(Dataset items)
___

PR #289, opened 2022-08-24
wrapper for gdalmdimtranslate

ChristianBeilschmidt:
---

I created a wrapper around `GDALMultiDimTranslate`. I used part of the logic for the wrapper for the VRT program.

### DIFF
--- a/src/programs/raster/mdimtranslate.rs
+++ b/src/programs/raster/mdimtranslate.rs
@@ -18,11 +18,11 @@ use std::{
 ///
 /// [GDALMultiDimTranslateOptions]: https://gdal.org/api/gdal_utils.html#_CPPv428GDALMultiDimTranslateOptions
 ///
-pub struct MultiDimTranslateOption {
+pub struct MultiDimTranslateOptions {
     c_options: *mut GDALMultiDimTranslateOptions,
 }
 
-impl MultiDimTranslateOption {
+impl MultiDimTranslateOptions {
     /// See [GDALMultiDimTranslateOptionsNew].
     ///
     /// [GDALMultiDimTranslateOptionsNew]: https://gdal.org/api/gdal_utils.html#_CPPv431GDALMultiDimTranslateOptionsNewPPcP37GDALMultiDimTranslateOptionsForBinary
@@ -65,7 +65,7 @@ impl MultiDimTranslateOption {
     }
 }
 
-impl Drop for MultiDimTranslateOption {
+impl Drop for MultiDimTranslateOptions {
     fn drop(&mut self) {
         unsafe {
             gdal_sys::GDALMultiDimTranslateOptionsFree(self.c_options);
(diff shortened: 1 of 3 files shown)


src/programs/raster/mdimtranslate.rs
```diff
@@ -0,0 +1,266 @@
...
+        unsafe {
+            gdal_sys::GDALMultiDimTranslateOptionsFree(self.c_options);
+        }
+    }
+}
+
+impl TryFrom<Vec<&str>> for MultiDimTranslateOption {
+    type Error = GdalError;
+
+    fn try_from(value: Vec<&str>) -> std::result::Result<Self, Self::Error> {
```
lnicola, line 79: Does this work?

```suggestion
    fn try_from(value: Vec<&str>) -> Result<Self> {
```

src/programs/raster/mdimtranslate.rs
```diff
@@ -0,0 +1,266 @@
...
+    mem::ManuallyDrop,
+    path::Path,
+    ptr::{null, null_mut},
+};
+
+/// Wraps a [GDALMultiDimTranslateOptions] object.
+///
+/// [GDALMultiDimTranslateOptions]: https://gdal.org/api/gdal_utils.html#_CPPv428GDALMultiDimTranslateOptions
+///
+pub struct MultiDimTranslateOption {
```
lnicola, line 21: Should probably be called `MultiDimTranslateOptions`, since there can be multiple options inside.

ChristianBeilschmidt: [23957df](https://github.com/georust/gdal/pull/289/commits/23957df6195fc5557422ffd81aa724c7aa4aaaf1)

src/programs/raster/mdimtranslate.rs
ChristianBeilschmidt: [23957df](https://github.com/georust/gdal/pull/289/commits/23957df6195fc5557422ffd81aa724c7aa4aaaf1)

lnicola (approved):

ChristianBeilschmidt:
I forgot to replace the `Cell<bool>` with a plain boolean, I guess it can be this simple :see_no_evil: .

lnicola:
```
thread 'config::tests::test_error_handler' panicked at 'assertion failed: `(left == right)`
  left: `[(Warning, 1, "GPKG: bad application_id=0x00000000 on '/tmp/.tmpPTiAzK.gpkg'"), (Failure, 42, "foo"), (Warning, 1, "bar")]`,
 right: `[(Failure, 42, "foo"), (Warning, 1, "bar")]`', src/config.rs:230:9
```

Is this some sort of new GDAL warning?

ChristianBeilschmidt:
> ```
> thread 'config::tests::test_error_handler' panicked at 'assertion failed: `(left == right)`
>   left: `[(Warning, 1, "GPKG: bad application_id=0x00000000 on '/tmp/.tmpPTiAzK.gpkg'"), (Failure, 42, "foo"), (Warning, 1, "bar")]`,
>  right: `[(Failure, 42, "foo"), (Warning, 1, "bar")]`', src/config.rs:230:9
> ```
> 
> Is this some sort of new GDAL warning?

Since it appeared in the LTS-CI, I guess not.

What could have happened:
The tests run in parallel. Some test sets the global error handler. Then some other test fails… which lands in the error handler. And this test gets some strange results.

I'm not sure, but we could get races on all the global stuff.
Maybe we need some global Mutexes on some test stuff that must not interfere with something else :shrug:.

What do you think?

jdroenner:
bors merge

lnicola:
I'm a bit worried about the test failure here.

jdroenner:
i guess the problem is not really related to this PR but to gdal and cargo test in general. Cargo runs all the tests in parallel and when two tests fail at the same time we have a problem with global state.

lnicola:
I think we can move them to an integration test.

___

[THE TASK]: Identify the lines above with the word "struct". Copy them.

[WRITTEN SOLUTION]:
-pub struct MultiDimTranslateOption {
+pub struct MultiDimTranslateOptions {
+pub struct MultiDimTranslateOption {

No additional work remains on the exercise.